SETI: Search for Extraterrestrial Intelligence

Launch probes, aim telescopes, chase faint signals: a science euro where hunting for aliens actually feels like science.

1-4 40-160 min Heavy weight
Affiliate link · we may earn a commission · pick chosen on merit, not commission
SETI: Search for Extraterrestrial Intelligence Heavy weight SETI: Search for Extraterrestrial Intelligence

Why SETI: Search for Extraterrestrial Intelligence.

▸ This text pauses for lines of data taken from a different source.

PR #1502, opened 2023-11-22
feat(transformer): 🐛 react jsx invalid runtime

IWANABETHATGUY:
1. Passed another `react_jsx` babel transformer test case

### DIFF
--- a/crates/oxc_transformer/src/react_jsx/mod.rs
+++ b/crates/oxc_transformer/src/react_jsx/mod.rs
@@ -60,6 +60,7 @@ pub struct ReactJsx<'a> {
     require_jsx_runtime: bool,
     jsx_runtime_importer: Atom,
     pub babel_8_breaking: Option<bool>,
+    default_runtime: ReactJsxRuntime,
 }
 
 enum JSXElementOrFragment<'a, 'b> {
@@ -120,8 +121,26 @@ impl<'a> ReactJsx<'a> {
             }
         }
 
+        let default_runtime = match jsx_options.runtime.as_ref() {
+            Some(runtime) if runtime == "classic" => ReactJsxRuntime::Classic,
+            Some(runtime) if runtime == "automatic" => ReactJsxRuntime::Automatic,
+            None => {
+                if options.babel_8_breaking == Some(true) {
+                    ReactJsxRuntime::Automatic
+                } else {
+                    ReactJsxRuntime::Classic
+                }
+            }
+            Some(_) => {
+                ctx.error(miette::Error::msg(
+                    "Runtime must be either \"classic\" or \"automatic\".",
+                ));
+                return None;
+            }
+        };
+
         let jsx_runtime_importer =
-            if jsx_options.import_source == "react" || jsx_options.runtime.is_classic() {
+            if jsx_options.import_source == "react" || default_runtime.is_classic() {
                 Atom::new_inline("react/jsx-runtime")
             } else {
                 Atom::from(format!("{}/jsx-runtime", jsx_options.import_source))
@@ -138,6 +157,7 @@ impl<'a> ReactJsx<'a> {
             import_fragment: false,
             import_create_element: false,
             babel_8_breaking: options.babel_8_breaking,
+            default_runtime,
         })
     }
 
@@ -154,7 +174,7 @@ impl<'a> ReactJsx<'a> {
     }
 
     pub fn add_react_jsx_runtime_imports(&mut self, program: &mut Program<'a>) {
-        if self.options.runtime.is_classic() {
+        if self.default_runtime.is_classic() {
             if self.options.import_source != "react" {
                 self.ctx.error(ImportSourceCannotBeSet);
             }
@@ -187,7 +207,7 @@ impl<'a> ReactJsx<'a> {
         has_key_after_props_spread: bool,
         need_jsxs: bool,
     ) {
-        if self.options.runtime.is_classic() {
+        if self.default_runtime.is_classic() {
             return;
         }
         match e {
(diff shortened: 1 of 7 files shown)


crates/oxc_transformer/src/react_jsx/options.rs
```diff
@@ -7,8 +7,7 @@ use serde::Deserialize;
 #[serde(rename_all = "camelCase")]
 pub struct ReactJsxOptions {
     /// Decides which runtime to use.
-    #[serde(default)]
-    pub runtime: ReactJsxRuntime,
+    pub runtime: Option<String>,
```
IWANABETHATGUY, line 10: We can't use a specific enum type here, because if deserialized fails, `serde` will fallback to the default value, the runtime/invalid-runtime/input.js test case requires emitting error when runtime neither `automatic` nor `classic`

Dunqing:
It looks like we don't need to support this error, we can mention in the documentation that if the runtime is invalid, it will be forced to change to the default runtime (automatic). What do you think?

crates/oxc_transformer/src/react_jsx/options.rs
Boshen: `ReactJsxOptions` is user facing, we shouldn't provide vague values such as `Option<String>`, we should implement the `std::str::FromStr` trait instead.

IWANABETHATGUY:
> It looks like we don't need to support this error, we can mention in the documentation that if the runtime is invalid, it will be forced to change to the default runtime (automatic). What do you think?

Not sure if this is a good idea, what if the user wants to use `classic` runtime, but uses the typo `classica` accidentaly, then the output would be problematic.

Dunqing:
> Not sure if this is a good idea, what if the user wants to use `classic` runtime, but uses the typo `classica` accidentaly, then the output would be problematic.

The problem is obvious, so I don't think we need to worry about it

Boshen:
> > Not sure if this is a good idea, what if the user wants to use `classic` runtime, but uses the typo `classica` accidentaly, then the output would be problematic.
> 
> The problem is obvious, so I don't think we need to worry about it

For maintainability point of view, it's probably better to align with babel and also produce meaningful errors.

crates/oxc_transformer/src/react_jsx/options.rs
```diff
@@ -56,7 +55,7 @@ fn default_pragma_frag() -> Cow<'static, str> {
 impl Default for ReactJsxOptions {
     fn default() -> Self {
         Self {
-            runtime: ReactJsxRuntime::Automatic,
+            runtime: None,
```
IWANABETHATGUY, line 58: Use `Option` instead of `ReactJsxRuntime`, it is used to fallback default runtime according to the related scenario.

crates/oxc_transformer/src/react_jsx/options.rs
```diff
@@ -67,13 +66,21 @@ impl Default for ReactJsxOptions {
     }
 }
 
-#[derive(Debug, Default, Clone, Copy, Deserialize)]
+#[derive(Deserialize, Debug, Clone)]
```
IWANABETHATGUY, line 69: The idea was stolen from https://github.com/serde-rs/serde/issues/912#issuecomment-1707349708, we want to catch four runtime input scenario, 
1. a valid input `automatic`
2. a valid input `classic`
3. None runtime.
4. wrong runtime that is neither `automatic` nor `classic`

Dunqing:
Is it possible to get the original value during serde parsing and warn if it's invalid so we don't have to change it too much? It sounds like what's being said [here](https://github.com/oxc-project/oxc/pull/1502#discussion_r1402870717)

IWANABETHATGUY:
> Is it possible to get the original value during serde parsing and warn if it's invalid so we don't have to change it too much? It sounds like what's being said [here](https://github.com/oxc-project/oxc/pull/1502#discussion_r1402870717)

Yeah, I don't change the **runtime** if it is not valid, just report a error, just like babel.

crates/oxc_transformer/src/react_jsx/options.rs
```diff
@@ -67,13 +66,21 @@ impl Default for ReactJsxOptions {
...
+#[serde(untagged)]
+pub enum ReactJsxRuntimeOption {
+    Valid(ReactJsxRuntime),
+    // The order matters. The most permissive variant (i.e. the catch-all)
+    // should be tried last during deserialization.
+    Unknown(String),
+}
```
Boshen, line 76: What about adding a `Default` tag here instead of a confusing `Option<ReactJsxRuntimeOption>`?

crates/oxc_transformer/src/react_jsx/mod.rs
```diff
@@ -120,8 +121,26 @@ impl<'a> ReactJsx<'a> {
...
+                    ReactJsxRuntime::Classic
+                }
+            }
+            Some(_) => {
+                ctx.error(miette::Error::msg(
+                    "Runtime must be either \"classic\" or \"automatic\".",
+                ));
+                return None;
+            }
+        };
```
Boshen, line 140: This block is big, can we refactor (move this out) in a follow up PR?

Boshen (changes requested):
Shall we address the two issues above and start merging?

crates/oxc_transformer/src/react_jsx/options.rs
IWANABETHATGUY: Do you mean 
```rs
pub struct ReactJsxOptions {
  ...
   runtime: Option<ReactJsxRuntime>
}
```
This data structure did work, cause any invalid or empty input of runtime will be deserialized to `None`, 
we need to figure out if the user passes an invalid runtime, and give some waring to pass a babel snapshot, and fallback to a default runtime if `runtime` is empty.

Boshen (approved):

SETI casts you as a research institution hunting for life beyond Earth across five rounds. On your turn you take one main action plus any number of free actions: launch a probe, pay resources to push it through space, then choose whether to land for surface samples or hold orbit for broader coverage. The board is a rotating solar system, so planets literally shift position between rounds and probe timing becomes a real planning problem, launch too late and your target has moved. Back home you point telescopes at distant sectors to scan for signals and exoplanets, analyze the data you have gathered, raise income, upgrade equipment, and play from a deck of more than 200 cards featuring real technology and missions: Voyager, Perseverance, the ISS, the Large Hadron Collider.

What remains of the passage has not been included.